Personal information
- Full name: Pang Sheng Jun
- Nickname: PSJ
- National team: Singapore
- Born: 4 September 1992 (age 34) Singapore
- Height: 1.73 m (5 ft 8 in)
- Weight: 73 kg (161 lb)

Sport
- Sport: Swimming
- Strokes: Freestyle, Individual Medley

Medal record
Men's swimming
Representing Singapore
| Event | 1st | 2nd | 3rd |
| FINA Swimming World Cup | 0 | 0 | 1 |
| Southeast Asian Swimming Championships | 2 | 0 | 3 |
| Southeast Asian Games | 3 | 2 | 2 |
| Asian Games | 0 | 0 | 1 |
| ASEAN University Games | 2 | 0 | 0 |
| Total | 7 | 2 | 7 |
FINA Swimming World Cup
| Bronze medal – third place | 2011 Singapore | 1500 m freestyle |
Southeast Asian Swimming Championships
| Gold medal – first place | 2012 Singapore | 4x200 m freestyle relay |
| Gold medal – first place | 2014 Singapore | 4x200 m freestyle relay |
| Bronze medal – third place | 2014 Singapore | 200 m individual medley |
| Bronze medal – third place | 2014 Singapore | 400 m individual medley |
| Bronze medal – third place | 2014 Singapore | 400 m freestyle |
Southeast Asian Games
| Gold medal – first place | 2013 Myanmar | 4x200 m freestyle relay |
| Gold medal – first place | 2015 Singapore | 4x200 m freestyle relay |
| Gold medal – first place | 2017 Malaysia | 4x200 m freestyle relay |
| Silver medal – second place | 2015 Singapore | 400 m individual medley |
| Silver medal – second place | 2017 Malaysia | 200 m individual medley |
| Bronze medal – third place | 2015 Singapore | 400 m freestyle |
| Bronze medal – third place | 2017 Malaysia | 400 m individual medley |
Asian Games
| Bronze medal – third place | 2014 South Korea | 4x200 m freestyle relay |
ASEAN University Games
| Gold medal – first place | 2016 Singapore | 400 m freestyle |
| Gold medal – first place | 2016 Singapore | 400 m individual medley |

= Pang Sheng Jun =

Singaporean former national swimmer (born 1992)

Pang Sheng Jun (born 4 September 1992) is a Singaporean former national swimmer.

== Early life and education ==
Pang started swimming from the age of four upon doctor's recommendation due to his asthma.
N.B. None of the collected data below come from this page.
PR #1057, opened 2021-09-14
Changing BUILD_GRAPHS to ENV

jimbo8098:
Based on comments in #967 , looking to change BUILD_GRAPHS to an environment variable instead of a build argument. This way someone can set the environment variable at container start and it will clear the graph dir. With `ARG` this would, theoretically, only remove the graphs when they don't exist if this build directory is empty at build time.

Kudos to @joker234 for the suggestion.


takb (approved):
lgtm

PR #1130, opened 2022-02-22
Adapt LocationIndex query in centrality to GH4.0

koebi:
The LocationIndex.query was changed from using a node-based to using an edge-based approach.
Nodes therefore have to be inferred from the edges.


takb (approved):
lgtm

PR #1648, opened 2024-01-16
feat: enhance output in case of wrong avoid areas

koebi:
This is an intermediate debugging release. Do not merge.
The only interesting change stems from the last commit.


ors-api/src/main/java/org/heigit/ors/api/requests/common/APIRequest.java
```diff
@@ -166,7 +191,7 @@ protected void validateAreaLimits(Polygon[] avoidAreas, int profileType) throws
                     }
                 }
             } catch (InternalServerException e) {
```
TheGreatRefrigerator: Is this Exception broad enough?

TheGreatRefrigerator (approved):
Looks good to me
Tested locally with spring-boot config. Exceptions work.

He began competitive swimming at six years old.

In 2014, he received an Outstanding Sports Achievement Award for swimming from the Singapore Sports School. He studied Sports Science and Management at the Nanyang Technological University.

==Career==
At the 2009 Southeast Asian Games (SEA Games) in Laos, Pang finished fourth in the men's 200m and 400m individual medleys.

Pang participated at the 400m freestyle event, his only event, at the 2011 SEA Games. He finished fifth at the finals. Disappointed at his poor showing, Pang attempted suicide by attempting leaping off the highest floor of his apartment building at the Games Village but was held back by his teammate and friend, Russell Ong.
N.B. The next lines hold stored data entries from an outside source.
PR #1650, opened 2024-01-18
feat: mmap configuration

### LINKED ISSUE #1649: Make DataAccess properly configurable through YAML
GH fork can run with DataAccess classes configured to run in mmap mode, which uses less memory by not holding the entire graph data but loading only the parts immediately required. This also leads to a certain degree of performance loss, so this is currently an optional feature activated by configuration.

- [x] Introduce a proper config parameter
- [x] keep it behind a feature flag for now
   - it needs to be activated on demand for now.

takb:
### Pull Request Checklist

         have been resolved.
         [Unreleased] heading.

Fixes #1649  .

See Issue for details.

### DIFF
--- a/ors-api/ors-config.yml
+++ b/ors-api/ors-config.yml
@@ -12,6 +12,9 @@ ors:
 #    allowed_headers: Content-Type, X-Requested-With, accept, Origin, Access-Control-Request-Method, Access-Control-Request-Headers, Authorization
 #    preflight_max_age: 600
   engine:
+    ### use the following line to enable mmap mode
+#    graphs_data_access: MMAP
+
     ### use the following lines for development setup using test OSM file for Heidelberg
 #    source_file: ./src/test/files/heidelberg.osm.gz
 #    graphs_root_path: ./graphs
--- a/ors-api/ors-config.yml
+++ b/ors-api/ors-config.yml
@@ -12,17 +12,17 @@ ors:
 #    allowed_headers: Content-Type, X-Requested-With, accept, Origin, Access-Control-Request-Method, Access-Control-Request-Headers, Authorization
 #    preflight_max_age: 600
   engine:
+    graphs_root_path: ./ors-core/data/graphs
+
     ### use the following line to enable mmap mode
 #    graphs_data_access: MMAP
 
     ### use the following lines for development setup using test OSM file for Heidelberg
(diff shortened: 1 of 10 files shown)


ors-api/ors-config.yml
```diff
@@ -7,13 +7,20 @@
...
+#    allowed_headers: Content-Type, X-Requested-With, accept, Origin, Access-Control-Request-Method, Access-Control-Request-Headers, Authorization
+#    preflight_max_age: 600
   engine:
-    ### use the following line for development setup using test OSM file for Heidelberg
-    #source_file: ./src/test/files/heidelberg.osm.gz
+    ### use the following line to enable mmap mode
+#    graphs_data_access: MMAP
+
+    ### use the following lines for development setup using test OSM file for Heidelberg
+#    source_file: ./src/test/files/heidelberg.osm.gz
```
aoles: Does the path rooted in `./src/...` make sense? It is inconsistent with the uncommented part which uses `./ors-core`. I think the recommendation is to have the working directory set to the project parent dir `openrouteservice`, at least this is how I have it set up locally..

aoles (changes requested):
Thanks! Looks quite good, see my comment for some minor issue I've noticed.

ors-api/ors-config.yml
takb: Okay, I'll need to make sure the paths in the docs are good

ors-api/ors-config.yml
```diff
@@ -12,17 +12,17 @@ ors:
 #    allowed_headers: Content-Type, X-Requested-With, accept, Origin, Access-Control-Request-Method, Access-Control-Request-Headers, Authorization
 #    preflight_max_age: 600
   engine:
+    graphs_root_path: ./ors-core/data/graphs
```
aoles, line 15: Is there any specific reason why the default is to have `ors-core` subdirectory? For example, when ORS is run from the command line the cwd is set to `ors-api`, so the paths become `ors-api/./ors-core/...`. I would suggest to skip on `ors-core` entirely.

takb: Yes, it reflects the setup used within the docker container. Personally I think that's something we could get rid of when we redo the docker setup after we merge the jar deployment...

aoles (approved):
Cheers! 🚀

Pang won his first medal at the FINA Swimming World Cup with a bronze medal in the 1,500m freestyle event.

At the 2012 Southeast Asian Swimming Championships, he won the gold medal at the men's 4 × 200 m freestyle.

At the 2013 SEA Games, he won the gold medal at the men's 4 × 200 m freestyle.
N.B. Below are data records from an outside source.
PR #1607, opened 2023-11-14
perf(isochrones): improve isochrones performance

rtroilo:
Replacing `ConcaveHullOpenSphere` with jts own `ConcaveHull` algorithm

### Pull Request Checklist

- [x] 1. I have [**rebased**][rebase] the latest version of the master branch into my feature branch and all conflicts
         have been resolved.
- [ ] 2. I have added information about the change/addition to functionality to the CHANGELOG.md file under the
         [Unreleased] heading.
- [ ] 3. I have documented my code using JDocs tags.
- [ ] 4. I have removed unnecessary commented out code, imports and System.out.println statements.
- [ ] 5. I have written JUnit tests for any new methods/classes and ensured that they pass.
- [ ] 6. I have created API tests for any new functionality exposed to the API.
- [ ] 7. If changes/additions are made to the ors-config.json file, I have added these to the [ors config documentation][config]
         along with a short description of what it is for, and documented this in the Pull Request (below).
- [x] 8. I have built graphs with my code of the Heidelberg.osm.gz file and run the api-tests with all test passing
- [x] 9. I have referenced the Issue Number in the Pull Request (if the changes were from an issue).
- [x] 10. For new features or changes involving building of graphs, I have tested on a larger dataset
          (at least Germany), and the graphs build without problems (i.e. no out-of-memory errors).
- [ ] 11. For new features or changes involving the graphbuilding process (i.e. changing encoders, updating the
          importer etc.), I have generated longer distance routes for the affected profiles with different options
          (avoid features, max weight etc.) and compared these with the routes of the same parameters and start/end
          points generated from the current live ORS.
          If there are differences then the reasoning for these **MUST** be documented in the pull request.
- [x] 12. I have written in the Pull Request information about the changes made including their intended usage
          and why the change was needed.
- [ ] 13. For changes touching the API documentation, I have tested that the API playground [renders correctly][api].

Fixes #1573.

### Information about the changes
- Key functionality added:
- Reason for change:

### Examples and reasons for differences between live ORS routes, and those generated from this pull request
-

### Required changes to ors config (if applicable)
-

[config]: https://GIScience.github.io/openrouteservice/installation/Configuration.html
[api]: https://gitlab.gistools.geog.uni-heidelberg.de/giscience/openrouteservice-infrastructure/ors-docs-api#test-new-ors-documentation
[rebase]: https://github.com/GIScience/openrouteservice/blob/master/CONTRIBUTE.md#pull-request-guidelines

PR #1658, opened 2024-01-30
perf(fastisochrones): apply modifications from regular isochrones

aoles:
### Pull Request Checklist

         have been resolved.
         [Unreleased] heading.

Build- and query-time optimizations based on the previous work on regular isochrones in #1607:
* Replace concave hull algorithm with JTS implementation
* Do not perform neighbor search when adding new elements to the point cloud, both for preparation and for query
* Reduce splitting length according to splitting factor
* Avoid unnecessary edge splitting in  fully reachable and active cells

Changes to isochrone geometries in API tests (**blue** is reference, **red** is new)

#### testIntersections

image

#### testPolygon

image

#### testSmoothing

image
image


aoles:
Comprehensive assessment of the changes introduced by this PR:
* [Performance benchmark](https://rpubs.com/aoles/fast_isochrones_performance_benchmarks)
* [Modifications to geometries](https://rpubs.com/aoles/fast_isochrones_geometries)
* Detailed analysis of geometry modifications based on notorious [location 7](https://rpubs.com/aoles/fast_isochrones_example)

To summarize, changes introduced to the **preparation part** (constructing cell geometries) doesn't seem to have much impact on the overall performance, neither the actual [build times](https://heigit.atlassian.net/wiki/x/lID1Ew), nor the query times. Some small differences in the resulting geometries are observed after switching the algorithm from `ConcaveHullOpenSphere` to JTS `ConcaveHull`. The actual performance gain comes from adapting the **query time optimizations**:
* removing neighbor search
* and reducing the splitting length based on the smoothing factor

each of which individually improves the performance by around 18% and 17%, respectively. **The combined performance gain introduced by this PR is around 33%**.

Last but not least, there now seem to be a better overlap with the geometries produced by regular isochrones.

CHANGELOG.md
```diff
@@ -72,7 +72,7 @@ RELEASING:
 - fix IN1-JAVA-ORGMOZILLA-1314295 ([#1627](https://github.com/GIScience/openrouteservice/issues/1627))
 - log summary stats on traffic mapmatching and use progress bar only in debug mode ([#1647](https://github.com/GIScience/openrouteservice/pull/1647))
 - move APIEnums into API module ([#1634](https://github.com/GIScience/openrouteservice/issues/1634))
-- performance improvements to isochrone calculations ([#1607](https://github.com/GIScience/openrouteservice/pull/1607))
+- performance improvements to isochrone calculations ([#1607](https://github.com/GIScience/openrouteservice/pull/1607)) and ([#1658](https://gith$
```
sfendrich: It looks like the end of the line has been cut off.

ors-engine/src/main/java/org/heigit/ors/isochrones/builders/fast/FastIsochroneMapBuilder.java
```diff
@@ -343,7 +335,7 @@ private List<Double> createCoordinateListFromGeometry(Geometry preprocessedGeome
                             ring.getPointN(i).getX(),
                             ring.getPointN(i + 1).getX(),
                             contourCoordinates,
-                            MIN_EDGE_LENGTH_LIMIT,
+                            minSplitLength/2,
```
sfendrich, line 338: Why is this divided by two, and should we then directly pass the value already divided?

ors-engine/src/main/java/org/heigit/ors/routing/graphhopper/extensions/ORSGraphHopper.java
```diff
@@ -414,8 +414,7 @@ protected void postProcessing(boolean closeEarly) {
                 calculateContours();
                 List<Profile> profiles = fastIsochroneFactory.getFastIsochroneProfiles();
                 for (Profile profile : profiles) {
-                    Weighting weighting = ((ORSWeightingFactory) createWeightingFactory()).createIsochroneWeighting(profile, new PMap(profile.getName()).putObject("isochroneWeighting", "true"));
-
+                    Weighting weighting = ((ORSWeightingFactory) createWeightingFactory()).createIsochroneWeighting(profile);
```
sfendrich, line 417: I wonder whether there was a reason to have a seperate `IsochroneWeighting`?

sfendrich (changes requested):
Just a few minor questions.

ors-engine/src/main/java/org/heigit/ors/routing/graphhopper/extensions/ORSGraphHopper.java
aoles: Do you mean the removed PMap entry `"isochroneWeighting"`? I couldn't find any use of it, so to me it looks like a historic thing which became obsolete at some point...

ors-engine/src/main/java/org/heigit/ors/isochrones/builders/fast/FastIsochroneMapBuilder.java
aoles: This is so because the initial hope was that `minSplitLength` would be enouggh, however `minSplitLength`is is the correct value only for edges around the equator. I figured out later that the whole approach of splitting based on the length in meters is incompatible with how the concave hull is actually being computed in the geocoordinate domain. The current solution of taking half of the length is more of a heuristic which seems to work pretty well, a proper fix is underway in a separate PR 🤞

CHANGELOG.md
aoles: Thanks, sorry for that! 🙈 I've fixed it.

sfendrich (approved):
LGTM! Thank you!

At the 2014 Southeast Asian Swimming Championships, he won the gold medal at the men's 4 × 200 m freestyle again, and bronze medals in the 200m and 400m freestyle events and the 400m individual medley event .

At the 2015 SEA Games, he won the gold medal at the men's 4 × 200 m freestyle again and broke the national record. He also won the silver medal in the 400m individual medley event and the bronze medal in 400m freestyle event, his first individual medals in the SEA Games.

Pang failed to qualify for the 2016 Summer Olympics after achieving Olympic 'B' times in the 400m individual medley and freestyle.

==Personal life==
Pang is the youngest son of Agnes Ng and Pang Boon Teng. He has two sisters who swam competitively until they were 16 years old when they decided to focus on their studies instead. He married badminton player Yeo Jia Min on 20 June 2026.